▶ WORK INSTRUCTIONS
Starting at the first line and ending at the last, repeat the material word for word.

▶ STUDY MATERIAL
PR #117, opened 2026-03-02
Insert Productions

### LINKED ISSUE #109: Insert production with existing ID
Implement a function `insertProduction` at endpoint `production/insert` that inserts a production that has a predefined ID.
This is necessary to insert the production data from CSV files into the database.
(not necessary for events, because these don't have a predefined ID)

Alikznollet:
## 🎯 MAIN GOAL
* Adds an endpoint that allows for inserting productions (forcibly). This will override any already existing production with the ID specified in the new one.

## 🛠️ TESTING
- [x] all tests succeed

**Missing tests:**
* Still need to write tests for this code.

## 📝 DOCUMENTATION

**Missing documentation:**
* Documentation is already there.

## 🔍 HOW TO TEST

Just try it out via the Swagger UI. It should be able to add Productions that don't already exist or overwrite existing ones.

## ✅ CLOSED ISSUES
- Closes #109

### DIFF
--- a/backend/src/database/db.production.service.ts
+++ b/backend/src/database/db.production.service.ts
@@ -279,6 +279,64 @@ export class ProductionDatabaseService {
   }
 
   /**
+   * Forcibly insert a production with an already existing ID into the Database.
+   * Will either create a new production or override an existing one.
+   * @param production The production object that we want to insert.
+   * @returns That same production object but returned from the Database.
+   */
+  async insertProduction(
+    production: ProductionDto
+  ): Promise<ProductionDto> {
+
+    const query = `
+      INSERT INTO productions (
+        id,
+        titel,
+        ondertitel,
+        description1,
+        description2,
+        genre,
+        planning_id
+      )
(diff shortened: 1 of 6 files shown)


backend/src/database/db.production.service.ts
```diff
@@ -278,6 +278,64 @@ export class ProductionDatabaseService {
     return result[0];
   }
 
+  /**
+   * Forcibly insert a production with an already existing ID into the Database.
```
MrLegitFTW: Maybe add here to clarify that this is the unsafe version of createProduction so it is clear that there are risks involved when calling this function.

MrLegitFTW (changes requested):
Looks good, maybe add a bit of clarification as to the dangers of using insertProduction.

MrLegitFTW (approved):

landgeet (commented):
Looks good, can be merged

landgeet (approved):

PR #118, opened 2026-03-02
Feature/genre to tag parsing

### LINKED ISSUE #116: Genre to Tag parsing.
- [ ] CSV Parser should parse every unique `genre` to a Tag-Object that then can be added to the database.
- [ ] Those tags then need to be linked to the production you're parsing.

This means you'll have to keep track of which tags are supposed to be linked with which productions, so you can perform those links after everything has been added.

landgeet:
## 🎯 MAIN GOAL
* makes production parser return tags and tags linked to production id
* implement `insertProductionsFromCSV` function that parses productions from a CSV file and inserts them into the database, along with their associated tags. 
* NEW: makes event parser also return location 
* NEW: tweak parsing and inserting logic for event to also create and link location to events

## 🛠️ TESTING
- [x] all tests succeed

## 📝 DOCUMENTATION

## 🔍 HOW TO TEST
1. Validate that the spec tests pass
2. Run both the scripts below:
```bash
cd backend
# runs event parsing
npx ts-node src/csv_parsing/run_parse_events.ts ../common/res/events_voorstellingen.csv 5
# runs production parsing
npx ts-node src/csv_parsing/run_parse_productions.ts ../common/res/productions_output.csv 5
```
Needed info about these scripts:
- these are temporary and are just for easier testing purposes (will be delete before merging)
- change the `5` and the end to a different number `n` to get `n` records of the parsed data printed to the terminal 
- when an invalid row is encountered or an error occurs, it will print a warning on the console and skip the row
- for productions it also prints all disctinct tags (genres) found in the file.
- NEW: for events it also prints all disctinct locations (halls) found in the file.
3. Validate that the ouput records corresponds to the structure of the csv data.

## ⚠️ REMAINING ISSUES
- should be none

## ✅ CLOSED ISSUES
- Closes #116


Alikznollet (approved):
Looks good to me!

MrLegitFTW (approved):
Looks good.

MatthieuDC (approved):
Looks good! We have to make sure that later on in the front-end, the timezones have to be translated to match the region

Alikznollet (approved):
Looks good, can be merged together with csv parser. We might have to make new issues then related to what we decide tomorrow about the database schemes.

Robindr145 (approved):
looks good

PR #135, opened 2026-03-04
Error codes

### LINKED ISSUE #130: Error codes
- use error code 401 if user is not autherized for something
- use error code 403 if it is forbidden (authed but not allowed)
- use error code 410 if the result of a get etc is nothing (not found)
- use error code 404 if an ENDPOINT is incorrect (does not exist)
- use error code 418 as easter egg (look it up)

MatthieuDC:
## 🎯 MAIN GOAL
* different types of error codes based on how they're thrown

## 🛠️ TESTING
- [x] all tests succeed

**Missing tests:**
* tests still have to be written (TODO)

## 📝 DOCUMENTATION

**Missing documentation:**
* maybe extra documentation that notes how an error is thrown in the different classes?

## 🔍 HOW TO TEST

▶ TASK SOLUTION
PR #117, opened 2026-03-02
Insert Productions

### LINKED ISSUE #109: Insert production with existing ID
Implement a function `insertProduction` at endpoint `production/insert` that inserts a production that has a predefined ID.
This is necessary to insert the production data from CSV files into the database.
(not necessary for events, because these don't have a predefined ID)

Alikznollet:
## 🎯 MAIN GOAL
* Adds an endpoint that allows for inserting productions (forcibly). This will override any already existing production with the ID specified in the new one.

## 🛠️ TESTING
- [x] all tests succeed

**Missing tests:**
* Still need to write tests for this code.

## 📝 DOCUMENTATION

**Missing documentation:**
* Documentation is already there.

## 🔍 HOW TO TEST

Just try it out via the Swagger UI. It should be able to add Productions that don't already exist or overwrite existing ones.

## ✅ CLOSED ISSUES
- Closes #109

### DIFF
--- a/backend/src/database/db.production.service.ts
+++ b/backend/src/database/db.production.service.ts
@@ -279,6 +279,64 @@ export class ProductionDatabaseService {
   }
 
   /**
+   * Forcibly insert a production with an already existing ID into the Database.
+   * Will either create a new production or override an existing one.
+   * @param production The production object that we want to insert.
+   * @returns That same production object but returned from the Database.
+   */
+  async insertProduction(
+    production: ProductionDto
+  ): Promise<ProductionDto> {
+
+    const query = `
+      INSERT INTO productions (
+        id,
+        titel,
+        ondertitel,
+        description1,
+        description2,
+        genre,
+        planning_id
+      )
(diff shortened: 1 of 6 files shown)


backend/src/database/db.production.service.ts
```diff
@@ -278,6 +278,64 @@ export class ProductionDatabaseService {
     return result[0];
   }
 
+  /**
+   * Forcibly insert a production with an already existing ID into the Database.
```
MrLegitFTW: Maybe add here to clarify that this is the unsafe version of createProduction so it is clear that there are risks involved when calling this function.

MrLegitFTW (changes requested):
Looks good, maybe add a bit of clarification as to the dangers of using insertProduction.

MrLegitFTW (approved):

landgeet (commented):
Looks good, can be merged

landgeet (approved):

PR #118, opened 2026-03-02
Feature/genre to tag parsing

### LINKED ISSUE #116: Genre to Tag parsing.
- [ ] CSV Parser should parse every unique `genre` to a Tag-Object that then can be added to the database.
- [ ] Those tags then need to be linked to the production you're parsing.

This means you'll have to keep track of which tags are supposed to be linked with which productions, so you can perform those links after everything has been added.

landgeet:
## 🎯 MAIN GOAL
* makes production parser return tags and tags linked to production id
* implement `insertProductionsFromCSV` function that parses productions from a CSV file and inserts them into the database, along with their associated tags. 
* NEW: makes event parser also return location 
* NEW: tweak parsing and inserting logic for event to also create and link location to events

## 🛠️ TESTING
- [x] all tests succeed

## 📝 DOCUMENTATION

## 🔍 HOW TO TEST
1. Validate that the spec tests pass
2. Run both the scripts below:
```bash
cd backend
# runs event parsing
npx ts-node src/csv_parsing/run_parse_events.ts ../common/res/events_voorstellingen.csv 5
# runs production parsing
npx ts-node src/csv_parsing/run_parse_productions.ts ../common/res/productions_output.csv 5
```
Needed info about these scripts:
- these are temporary and are just for easier testing purposes (will be delete before merging)
- change the `5` and the end to a different number `n` to get `n` records of the parsed data printed to the terminal 
- when an invalid row is encountered or an error occurs, it will print a warning on the console and skip the row
- for productions it also prints all disctinct tags (genres) found in the file.
- NEW: for events it also prints all disctinct locations (halls) found in the file.
3. Validate that the ouput records corresponds to the structure of the csv data.

## ⚠️ REMAINING ISSUES
- should be none

## ✅ CLOSED ISSUES
- Closes #116


Alikznollet (approved):
Looks good to me!

MrLegitFTW (approved):
Looks good.

MatthieuDC (approved):
Looks good! We have to make sure that later on in the front-end, the timezones have to be translated to match the region

Alikznollet (approved):
Looks good, can be merged together with csv parser. We might have to make new issues then related to what we decide tomorrow about the database schemes.

Robindr145 (approved):
looks good

PR #135, opened 2026-03-04
Error codes

### LINKED ISSUE #130: Error codes
- use error code 401 if user is not autherized for something
- use error code 403 if it is forbidden (authed but not allowed)
- use error code 410 if the result of a get etc is nothing (not found)
- use error code 404 if an ENDPOINT is incorrect (does not exist)
- use error code 418 as easter egg (look it up)

MatthieuDC:
## 🎯 MAIN GOAL
* different types of error codes based on how they're thrown

## 🛠️ TESTING
- [x] all tests succeed

**Missing tests:**
* tests still have to be written (TODO)

## 📝 DOCUMENTATION

**Missing documentation:**
* maybe extra documentation that notes how an error is thrown in the different classes?

## 🔍 HOW TO TEST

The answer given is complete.